Check every line of the entries that follow, and copy the ones containing "least".
★ ★ ★ ★
Issue #111, opened 2020-08-09
Click Machine lacks a recipie


TheAdamizer:
**Modpack version**
0.2.5 + Rats

**Issue**
Click machine has no recipe

Maybe this is intentional (but I couldn't see any commits indicating as such) but I noticed Click Machine was added but there isn't currently a recipe for it.  After some investigation, it looks like there is a vanilla recipe that isn't working correctly.

NillerMedDild:
We've found the cause of this issue and are working to resolve it, thanks for letting us know anyhow :)

TheAdamizer:
Not sure where you are on your investigation, but I tried to debug the missing recipe a bit:  I'm able to reproduce the issue simply installing kubejs alongside click machine in an otherwise vanilla forge instance.  Debug log doesn't seem to indicate anything wrong with how ClickMachine is starting up outside of that.

PR #112, opened 2020-08-09
Adds back default recipe for auto clicker

TheAdamizer:
As per #111, this just adds the default recipe back for the ClickMachine Auto Clicker (which to me seems appropriate considering the rather end-game nature of click automation).

### DIFF
--- a/kubejs/data/enigmatica/kubejs/base/recipes/shaped.js
+++ b/kubejs/data/enigmatica/kubejs/base/recipes/shaped.js
@@ -41,7 +41,12 @@ events.listen('recipes', function (event) {
             L: 'mekanism:ultimate_bin',
             C: '#forge:ingots/compressed_iron',
             B: '#forge:glass'
-        })
+        }),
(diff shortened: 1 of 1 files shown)


NillerMedDild:
I would rather fix the issue causing the recipe not to load than re-add it, but thank you :) I'll merge if the solution isn't found within a reasonable time period.

TheAdamizer:
@NillerMedDild Sounds good thanks for the quick look!

ben-mkiv:
if it's related to their static recipe, i've made an PR for JSON recipe
https://github.com/Shadows-of-Fire/ClickMachine/pull/22

TheAdamizer:
It seems to be indeed caused by the static recipe.  I built your branch from the linked PR and ran it alongside KubeJS and the default recipe is now seen without needing to explicitly add it back using kubejs.

NillerMedDild:
The mod dev fixed the issue, by making a change in his library mod :) Thanks anyway!

PR #167, opened 2020-08-17
Linux scripts

brckts:
I took the liberty of translating the windows specific scripts to POSIX shell. 

They _might_ have a bug or two but should be generally ok.


NillerMedDild:
Thanks for your contribution! Powershell is no longer Windows specific, Powershell Core works on Mac and Linux :)

brckts:
Oh true, well, at least I learned something. Closing this then.

PR #340, opened 2020-10-29
Added tags for all the different tiers of powah items to be able to use them in quests

Merlo17:
I hope the filepath is right, i took what we had in E5 since E6 didn't have tags yet apparently, if it isn't I can change that later


NillerMedDild:
KubeJS switched folder structure recently, tags are now in `kubejs\server_scripts\enigmatica\kubejs\base\tags` :)

PR #348, opened 2020-11-02
Updated Modded for Dummies with new chapters and updated info

Merlo17:
Added a new FTB Chunks Map chapter, removed the Xaero's Map chapter, added an Ultimine entry and edited the quests entry. I wasn't actually able to test this on E6, just on a test instance, but I'm pretty sure this will work on E6 too. I was having a weird FTBQ issue when trying to create a new world to test it out in E6, but I'll let you do the testing


NillerMedDild (approved):

NillerMedDild:
Thanks Merlo! :D Great work.

PR #349, opened 2020-11-02
Nature's Aura Ore Generator Cleanup

MuteTiefling:
Removed mod specific ores so only EE ores spawn.

Added tags to nether gold to allow the nether version of ore generator to spawn it.

Added nether gold ore to the nether drop table.
Added Ancient Debris to the drop table (very rare)

For reference with the spawn weights, by default coal is 5000, diamond is 50, and emerald is 30. Putting Debris at 1 therefore makes it every rare.  Nether Gold at 1000 makes it relatively rare compared to quartz (default 3000)


NillerMedDild:
You rock, gj :D 
I'm not entirely sure on the tag `'forge:ores/nether/gold'`, but we can always change that down the line.

MuteTiefling:
I took the tag layout from pre-existing tags in Nature's Aura. Dunno if forge has settled on something but I figured I'd at least try to be consistent with NA itself :D

PR #360, opened 2020-11-07
Missed ores for IF and NA ore generators.

MuteTiefling:
Missed a few with the last update.
1) Arcane ore added to both. Similar rarity to Gold.
2) Bitumen added to both. Similar to silver rarity.
3) Fluorite added to both. Similar to diamond rarity.
4) Potassium Nitrate added to both. Similar to gold rarity.

Also re-pushing the prior changes that got merged to Master instead. Double checking this is going to develop! :D


NillerMedDild:
Awesome Motoko, thanks :D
★ ★ ★ ★
◆ Result of the exercise:
Oh true, well, at least I learned something. Closing this then.
I took the tag layout from pre-existing tags in Nature's Aura. Dunno if forge has settled on something but I figured I'd at least try to be consistent with NA itself :D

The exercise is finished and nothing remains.